» What is needed: In the lines below, look for "commit". Copy each line where it appears.

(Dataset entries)
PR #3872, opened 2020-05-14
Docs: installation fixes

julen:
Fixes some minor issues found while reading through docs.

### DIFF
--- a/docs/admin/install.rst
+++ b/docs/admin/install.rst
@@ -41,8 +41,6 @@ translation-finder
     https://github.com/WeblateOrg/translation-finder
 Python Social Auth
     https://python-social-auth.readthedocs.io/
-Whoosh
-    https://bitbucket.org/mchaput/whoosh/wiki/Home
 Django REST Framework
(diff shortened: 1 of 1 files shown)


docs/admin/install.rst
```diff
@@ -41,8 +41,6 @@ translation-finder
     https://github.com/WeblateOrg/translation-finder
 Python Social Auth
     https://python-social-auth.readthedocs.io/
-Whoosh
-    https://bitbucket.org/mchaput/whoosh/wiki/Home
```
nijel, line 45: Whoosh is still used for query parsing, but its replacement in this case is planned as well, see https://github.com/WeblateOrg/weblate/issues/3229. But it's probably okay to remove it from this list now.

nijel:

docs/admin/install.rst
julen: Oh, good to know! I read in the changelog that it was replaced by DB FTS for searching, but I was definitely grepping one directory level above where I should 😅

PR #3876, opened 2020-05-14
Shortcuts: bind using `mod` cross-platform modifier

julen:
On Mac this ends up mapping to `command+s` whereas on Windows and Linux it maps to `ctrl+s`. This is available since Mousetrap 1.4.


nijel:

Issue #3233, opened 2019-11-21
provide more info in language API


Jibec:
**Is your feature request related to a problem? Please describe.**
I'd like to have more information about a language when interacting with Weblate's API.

==

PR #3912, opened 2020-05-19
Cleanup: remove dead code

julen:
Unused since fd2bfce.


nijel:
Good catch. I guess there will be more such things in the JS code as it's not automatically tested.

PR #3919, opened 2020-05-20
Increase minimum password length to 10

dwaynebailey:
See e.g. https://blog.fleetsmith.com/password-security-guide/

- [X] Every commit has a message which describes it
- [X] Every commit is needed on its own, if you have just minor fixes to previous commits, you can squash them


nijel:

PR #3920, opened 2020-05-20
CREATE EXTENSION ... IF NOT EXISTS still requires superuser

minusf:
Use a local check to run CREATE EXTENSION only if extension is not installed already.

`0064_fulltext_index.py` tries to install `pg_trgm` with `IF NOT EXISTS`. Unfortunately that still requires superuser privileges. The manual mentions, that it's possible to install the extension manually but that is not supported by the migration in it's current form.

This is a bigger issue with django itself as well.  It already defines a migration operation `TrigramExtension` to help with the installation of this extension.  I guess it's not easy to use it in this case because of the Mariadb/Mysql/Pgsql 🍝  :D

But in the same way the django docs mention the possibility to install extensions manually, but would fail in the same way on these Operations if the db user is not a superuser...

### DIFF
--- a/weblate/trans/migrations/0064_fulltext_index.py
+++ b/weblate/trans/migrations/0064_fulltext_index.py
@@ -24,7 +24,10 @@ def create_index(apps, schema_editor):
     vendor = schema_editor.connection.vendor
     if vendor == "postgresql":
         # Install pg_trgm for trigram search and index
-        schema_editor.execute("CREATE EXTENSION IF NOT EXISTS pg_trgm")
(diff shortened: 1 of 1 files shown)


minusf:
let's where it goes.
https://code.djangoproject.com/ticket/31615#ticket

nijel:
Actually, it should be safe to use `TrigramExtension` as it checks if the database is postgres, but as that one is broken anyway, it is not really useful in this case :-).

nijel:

» Task response:
- [X] Every commit has a message which describes it
- [X] Every commit is needed on its own, if you have just minor fixes to previous commits, you can squash them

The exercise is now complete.